Thursday, January 17, 2008

Using the iRam: Improving ZFS perceived transaction latency

I've been long overdue in reviewing the Gigabyte iRam card and its affect on performance of your favorite ZFS NAS product. NexentaStor already supports log devices, so the time appeared right to get one of these for a client I consult with to help deal with the noticeable pauses one can see when heavy reads and writes compete on a ZFS pool. I hope that the single threaded nature of those commits is resolved at some future point, but the iRam card appears to be a simple way to inject an NVRAM-like device into your commodity NAS solution.

The card itself is simply four DIMM sockets for DDR RAM, with a battery backup, reset switch, power driven from a PCI bus, and a single SATA-I connection to plug the unit into your existing SATA interfaces. Already you can see that the performance limit is 150MB/sec based on the SATA-I spec. What does this card do though? Near instant reads and writes in a safe battery-backed ramdisk that your system sees as a 2GB or 4GB drive, just what you'd want for a dedicated write commit device.
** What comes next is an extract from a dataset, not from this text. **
PR #476, opened 2024-07-01
ENH: externalize MapieClassifier methods into several non-conformity scores

### LINKED ISSUE #467: Extending the NCS class to the classification task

In the case of many spindles in an array, you likely can do better than this device for true performance, but in the case of many small commits, the near perfect latency of RAM is much more ideal to keep writes happening without stalling the drives for reads. Since its a "slog" device by ZFS terms, it will regularly commit to the real underlying storage at full disk bandwidth. Therefore, even when writes must compete with reads on the physical disk, you limit your exposure to perceived stalls in I/O request even in the higher load cases.

For my non-production test, I actually put together the worse case scenario: An iSCSI backed ZFS array with NFS clients and many small files. In this case, any NFS writes require 3 fsyncs on the back end storage as required by NFS (create,modify,close). This is actually similar to CAD libraries, which the test was made to reflect. Using iSCSI devices, you can inflict much higher latencies. My iSCSI targets are actually older SATA-I drives themselves on a SBEi Linux based target using 3ware 8500s. Again, no where near ideal.

Creating a directory of 5000 small 8k files, I copied this from a linux gig-e connected client to a ZFS pool (made of two non-striped iSCSI luns), and got a meager 200K/sec write performance over NFS. If I stripe the data instead in the ZFS pool, I increased the numbers to 600K/sec at some points. Adding a 2GB Gigabyte iRam drive, I increased those numbers up to 9MB/sec, but averaging around 5MB/sec overall. That's at least 10 times the performance. Again, this test involves many i/o operations instead of using any bandwidth.

How fast can data be written to and read from that log device? My tests showed that 100MB/sec for reads and writes were common, with writes only bursting to those numbers for larger streaming data sets. In the case of the iSCSI nodes in question, each one could be pulled at a top rate of 45MB/sec, but averaging closer to 27MB/sec. Nominally, you can see that we are 3x better than at least these gig-e iSCSI devices.

The final production installation of the iRam device was with a SATA-II DAS array, and even in heavier load scenarios, we saw the wait cycle for write commits to the drives limited, and a steady 100+MB/sec use of the commit log (reads and writes). The only caveat for using such a device is that the current builds of OpenSolaris and thus NexentaStor do not allow you to remove it once added to a pool. A future release is supposed to address that.


Pentel said...

Have you considered installing 2 iRAMs and using RAID0 for better performance? Four running RAID10 would be even better for a production system, but that's quite a bit of real estate being taken up.

Have you considered small SSD drives? I can't imagine they'd perform nearly as well but they might be more reliable.

Matt (Joe Little) said...

I would consider multiple iRAM cards for multiple volumes, as you can only use one per zpool. Performance isn't critical as much as the latency and deterministic speeds. I looked at small SSD, but most that have any reasonable durability in the number of writes were pretty slow (20MB/sec). I'd want a similar 80MB/sec performance envelope.

I would consider a simple RAID1 of the iRAM, just for reliabilities sake in case you lose one card. There is no ability in ZFS currently to remove an existing slog device such as this. Having two is safer. (Joe Little) said...

A little updated. The latest OpenSolaris release (B94) contains a fix that should prevent a rebuild of a slog device from incorrectly being considered a standard pool vdev. Thus, slog devices have become much safer to use. I believe the next release of NexentaStor should contain this fix as well so that I can use it :).

myxiplx said...

b94 still isn't perfect for ZIL's I'm afraid. If your ZIL device dies, don't export your pool whatever you do or you won't be able to import it again.

Apparently, although ZFS is happy to mount a pool without a ZIL at boot time, it's currently unable to import a pool if the ZIL is missing. (Joe Little) said...

Hmm. I noticed that behavior before B94, when I lost my storage pool when the vdev failed. So, the problem has simply moved to another part of the system. If you can correctly replace the slog vdev, does the export/import then work?